Comment 19 Csaba Osztrogonác 2012-02-24 01:34:21 PST
Additionally there are crashes on Qt ARM too. :(
Comment 20 Zoltan Herczeg 2012-02-24 04:35:45 PST
I summarize what I know so far.

This is the new code:

JSValue emptyValue;
JSValue* limit = reinterpret_cast<JSValue*>(reinterpret_cast<char*>(this) + allocation.size());
for (JSValue* currentValue = reinterpret_cast<JSValue*>(m_payload); currentValue < limit; currentValue++)
    *currentValue = emptyValue; 

In DRT this function runs only once for dom/svg/level3/xpath/XPathEvaluator_evaluate_NAMESPACE_ERR.svg

the 'this' (0xf02f0000) and 'limit' (0xf0300000) variables seems ok, but m_payload contains 0xf02f002c which is not divisible by 8! I feel this is the root of the issues.
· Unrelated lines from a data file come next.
PR #791, opened 2019-03-15
improve breadcrumb coverage

AlessandroMinoccheri:


tests/BreadcrumbTest.php
```diff
@@ -102,4 +102,19 @@ public function testWithoutMetadata(): void
         $this->assertSame(['foo' => 'bar'], $breadcrumb->getMetadata());
         $this->assertArrayNotHasKey('foo', $newBreadcrumb->getMetadata());
     }
+
+    public function testBreadcrumbSerialized(): void
+    {
+        $type = Breadcrumb::TYPE_USER;
+        $category = 'foo';
+        $data = ['baz' => 'bar'];
+        $breadcrumb = new Breadcrumb(Breadcrumb::LEVEL_INFO, $type, $category, null, $data);
```
ste93cry: We should also assert that the level and the message of the breadcrumb are correctly serialized

tests/BreadcrumbTest.php
```diff
@@ -102,4 +102,19 @@ public function testWithoutMetadata(): void
...
+        $breadcrumbSerialized = $breadcrumb->jsonSerialize();
+
+        $this->assertEquals($type, $breadcrumbSerialized['type']);
+        $this->assertEquals($category, $breadcrumbSerialized['category']);
+        $this->assertNull($breadcrumbSerialized['message']);
+        $this->assertEquals($data, $breadcrumbSerialized['data']);
+        $this->assertArrayHasKey('timestamp', $breadcrumbSerialized);
```
ste93cry: Since this test is marked as 'time-sensitive' we should be able to test against the real value of timestamp. Also probably it makes more sense to compare against the expected result of `jsonSerialize` instead of comparing each field separately

tests/BreadcrumbTest.php
```diff
@@ -102,4 +102,19 @@ public function testWithoutMetadata(): void
         $this->assertSame(['foo' => 'bar'], $breadcrumb->getMetadata());
         $this->assertArrayNotHasKey('foo', $newBreadcrumb->getMetadata());
     }
+
+    public function testBreadcrumbSerialized(): void
```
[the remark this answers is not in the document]
AlessandroMinoccheri: Fixed the name of the test

tests/BreadcrumbTest.php
AlessandroMinoccheri: added missing parameters

tests/BreadcrumbTest.php
AlessandroMinoccheri: Now I compare an expected array with the result of jsonSerialize method

tests/BreadcrumbTest.php
```diff
@@ -102,4 +102,26 @@ public function testWithoutMetadata(): void
...
+        $expected = [
+            'type' => $type,
+            'category' => $category,
+            'message' => $message,
+            'level' => $level,
+            'timestamp' => microtime(true),
+            'data' => $data
+        ];
+        
+        $this->assertEquals($expected, $breadcrumbSerialized);
```
ste93cry: Since we don't use the `$breadcrumbSerialized` variable in more places we can inline the call to the `jsonSerialize` function here. Also build is failing due to CS issues

AlessandroMinoccheri:
Pr updated, it needs other improvements @ste93cry ?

I continue debugging.
Comment 21 Zoltan Herczeg 2012-02-24 04:41:45 PST
I suspect this cause the alignment error:

    void* m_offset;
    uintptr_t m_isPinned;
    uintptr_t m_padding;
    char m_payload[1];

This is 3*4 = 12 bytes on 32 bit, while it is 8*3 = 24 bytes on 64 bit. 24 bytes are divisible by 8, but 12 bytes are not!
Comment 22 Zoltan Herczeg 2012-02-24 05:39:27 PST
Temporary fix for http://trac.webkit.org/changeset/108779
Comment 23 Mark Hahnenberg 2012-02-25 08:02:10 PST
Bug 79556 should have taken care of any cross-platform alignment issues. Closing bug.